Cauliflower steaks are having a moment — and for good reason. Roasted at high heat until golden and tender, then topped with Saucrs! Red Chimichurri and salty feta, they're hearty enough to be the star of the plate. A vegetarian main that doesn't feel like a compromise.
Serves: 2–4 | Prep Time: 10 min | Cook Time: 30 min
Ingredients
- 1 large head of cauliflower
- 3 tbsp olive oil
- Salt and pepper to taste
- 1 tsp smoked paprika
- 4 tbsp Saucrs! Red Chimichurri
- ¼ cup crumbled feta
- Fresh parsley, for garnish
- Lemon wedges, for serving
Instructions
- Prep the steaks — Remove outer leaves from cauliflower and trim the stem flat. Slice into 1-inch thick steaks from the center (you'll get 2–3 good steaks; save the florets for another use).
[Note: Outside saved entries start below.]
Issue #2738, opened 2025-03-03
Packit as a Fedora dist-git CI: retriggering


nforro:
### Description

Fedora CI reacts to `[citest]` comments and retriggers the scratch build and other tests, however Packit does not.

### Importance

I would say not having retriggering is a blocker.

### Workaround

- [ ] There is an existing workaround that can be used until this is implemented.

LecrisUT:
Should it also react to `[citest]` or `/packit` instead? I don't think `[citest]` is that widely documented that we would need exact mirroring, and it would be nice to have finer control of which job to re-trigger.

nforro:
Let's stick with `/packit` for now.

xsuchy:
Please add documentation entry in https://packit.dev/docs

nforro:
> Please add documentation entry in https://packit.dev/docs

The naming is not final, we are going to discuss and most likely change it. Also, we don't have any docs for Packit as Fedora CI yet, I think we should open a new issue for that.

LecrisUT:
I think it would be fine to continue with this issue so that people subscribed to it can find the relevant changes in the mention history here.

On the naming, something like `/packit (re)check` seems reasonable and it would make it extensible to re-trigger parts of it like with a `/packit (re)check scratch-build`

nforro:
> I think it would be fine to continue with this issue so that people subscribed to it can find the relevant changes in the mention history here.

This issue is about retriggering, I think we want to document more than that.

> On the naming, something like `/packit (re)check` seems reasonable and it would make it extensible to re-trigger parts of it like with a `/packit (re)check scratch-build`

I would think it is necessary to distinguish between _Packit Service_ commands and _Packit as Fedora CI_ commands, a lot of users will not come in touch with the former, while everyone should eventually be affected by the latter.

LecrisUT:
> I would think it is necessary to distinguish between _Packit Service_ commands and _Packit as Fedora CI_ commands, a lot of users will not come in touch with the former, while everyone should eventually be affected by the latter.

I should clarify, `/packit (re)check scratch-build` would be in addition to `/packit (re)check`, aimed at the power-users who would want more control. E.g. when working on a tmt test, you would probably want to `[skip-ci]` all commits while debugging and instead manually trigger `/packit (re)check tmt`. Normal users on the other hand would be using `/packit (re)check` interface and trigger everything as a whole.

lbarcziova:
[...]

PR #2770, opened 2025-04-02
Implement Fedora CI retriggering

nforro:
Fixes https://github.com/packit/packit-service/issues/2738.

---

Notes:
I think it makes sense to allow only packagers to retrigger CI.
Feel free to suggest better command names than `/packit ci`.

---

RELEASE NOTES BEGIN

It is now possible to retrigger dist-git CI scratch builds with `/packit ci`.

RELEASE NOTES END

### DIFF
--- a/packit_service/worker/checker/distgit.py
+++ b/packit_service/worker/checker/distgit.py
@@ -128,6 +128,33 @@ class PermissionOnDistgit(Checker, GetPagurePullRequestMixin):
         return True
 
 
+class PermissionOnDistgitForFedoraCI(Checker, GetPagurePullRequestMixin):
+    def pre_check(self) -> bool:
+        if self.data.event_type in (pagure.pr.Comment.event_type(),):
+            comment = self.data.event_dict.get("comment", "")
+            commands = get_packit_commands_from_comment(
+                comment,
+                self.service_config.comment_command_prefix,
+            )
+            command = commands[0] if commands else ""
+            commenter = self.data.actor
+            logger.debug(f'Triggering CI through "{command}" comment by: {commenter}')
+            if not self.is_packager(commenter):
+                msg = (
+                    "CI retriggering "
+                    f"through comment on PR identifier {self.data.pr_id} "
+                    f"and project {self.data.project_url} "
+                    f"done by {commenter} who is not a packager."
+                )
+                logger.info(msg)
+                self.pull_request.comment(
+                    f"{commenter} is not a packager, retriggering is not allowed."
+                )
+                return False
+
+        return True
+
+
 class HasIssueCommenterRetriggeringPermissions(ActorChecker):
     """To be able to retrigger a koji-build the issue commenter should
     have write permission on the project.
--- a/packit_service/worker/handlers/distgit.py
+++ b/packit_service/worker/handlers/distgit.py
@@ -81,6 +81,7 @@ from packit_service.worker.checker.distgit import (
     IsUpstreamTagMatchingConfig,
     LabelsOnDistgitPR,
     PermissionOnDistgit,
+    PermissionOnDistgitForFedoraCI,
     TaggedBuildIsNotABuildOfSelf,
     ValidInformationForPullFromUpstream,
 )
@@ -760,7 +761,9 @@ class PullFromUpstreamHandler(AbstractSyncReleaseHandler):
             return super().run()
 
 
+@run_for_comment(command="scratch-build")
 @reacts_to_as_fedora_ci(event=pagure.pr.Action)
+@reacts_to_as_fedora_ci(event=pagure.pr.Comment)
 class DownstreamKojiScratchBuildHandler(
     RetriableJobHandler, ConfigFromUrlMixin, LocalProjectMixin, PackitAPIWithDownstreamMixin
 ):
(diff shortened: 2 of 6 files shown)


packit_service/worker/checker/distgit.py
```diff
@@ -128,6 +128,30 @@ def pre_check(self) -> bool:
...
+            commands = get_packit_commands_from_comment(
+                comment,
+                self.service_config.comment_command_prefix,
+            )
+            command = commands[0] if commands else ""
+            commenter = self.data.actor
+            logger.debug(f'Triggering CI through "{command}" comment by: {commenter}')
+            if not self.is_packager(commenter):
+                msg = (
+                    "CI retriggering "
```
lbarcziova, line 144: not sure how we do it for downstream automation (for consistency), but it would be beneficial to comment this also in the PR, WDYT?

packit_service/worker/handlers/distgit.py
```diff
@@ -757,7 +758,9 @@ def run(self) -> TaskResults:
             return super().run()
 
 
+@run_for_comment(command="ci")
```
lbarcziova, line 761: I would go with more granular commands, like in the service itself, i.e. `scratch-build` for example. And to preserve what current Fedora CI has, we could have `ci` that would trigger all the jobs, WDYT?

packit_service/worker/helpers/fedora_ci.py
```diff
@@ -28,8 +29,13 @@ def __init__(
     @property
     def target_branch(self) -> str:
         return (
-            self.metadata.event_dict.get("target_branch")  # for pagure.pr.Action
-            or self.metadata.event_dict.get("target")  # for koji.result.Task
+            # for pagure.pr.Comment
+            self.project.get_pr(self.metadata.pr_id).target_branch
```
lbarcziova, line 33: I see some overlap here with `dist_git_branch` property in the handler, could this be extracted?

packit_service/worker/checker/distgit.py
nforro: For downstream automation we do the "task was accepted" comments, we can do that here as well, though I have a feeling certain users would consider that unnecessary spam :slightly_smiling_face: But I suppose we can make that configurable later.

packit_service/worker/handlers/distgit.py
nforro: I was thinking about `scratch-build` but then I thought it would be better to have the CI commands more distinguishable to users. Since we want to eventually allow users to retrigger individual checks/parts of the CI pipeline, how about something like `/packit ci[scratch-build]` or `/packit ci scratch-build`?

packit_service/worker/helpers/fedora_ci.py
nforro: Let me check.

packit_service/worker/checker/distgit.py
lbarcziova: sorry for not being specific, I meant mostly error-related comments

but yes, the `Task was accepted` could be quite spammy, so not sure whether to do this by default, the reactions UX would be much better here, so that could be used once the Forgejo switch happens

packit_service/worker/handlers/distgit.py
lbarcziova: That's a good point. I remember originally discussing maybe we will use a different command prefix for Fedora CI, so we could end up with `/packit-ci scratch-build`, WDYT? Maybe worth discussing with the rest of the team.

packit_service/worker/checker/distgit.py
nforro: > sorry for not being specific, I meant mostly error-related comments

Oh, right, for downstream automation errors are reported as issues in `issue_repository` if configured. For CI I think it makes sense to reply with a comment. Let me do that.

> but yes, the `Task was accepted` could be quite spammy, so not sure whether to do this by default, the reactions UX would be much better here, so that could be used once the Forgejo switch happens

There is a TODO for it, perhaps I can implement it and we can disable it later?
https://github.com/packit/packit-service/blob/615f072d16e8f4e57eb3ae3f9b6191262159ceea/packit_service/worker/jobs.py#L456

packit_service/worker/handlers/distgit.py
nforro: If we change the prefix then `scratch-build` makes sense. What about the instances though? Let me change the command to `scratch-build` for now and we can discuss this on arch next week and change it.

packit_service/worker/checker/distgit.py
lbarcziova: > For CI I think it makes sense to reply with a comment. Let me do that.

👍 , thanks!

> There is a TODO for it, perhaps I can implement it and we can disable it later?

actually, thinking about it now, for Fedora CI, operating on PRs, it makes sense to do regular commit statuses exactly like in upstream

nforro: > actually, thinking about it now, for Fedora CI, operating on PRs, it makes sense to do regular commit statuses exactly like in upstream

Do you mean the flags (as Pagure calls them) that are already there so no extra reporting needed or did I misunderstood?

lbarcziova: yes I mean the flags, but for Fedora CI we haven't been doing them for `Task was accepted` yet iiuc

nforro: Oh, so you mean another status before `RPM build was submitted ...`?

lbarcziova: yes

nforro: Ok, makes sense, let me to that.

lbarcziova (approved):
LGTM!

- Season — Brush both sides with olive oil, season with salt, pepper, and smoked paprika.
- Roast — Place on a parchment-lined baking sheet. Roast at 425°F for 25–30 minutes, flipping halfway, until deeply golden and tender.
- Top and serve — Transfer to a platter, spoon Saucrs! Red Chimichurri generously over each steak, crumble feta on top, and finish with fresh parsley and lemon wedges.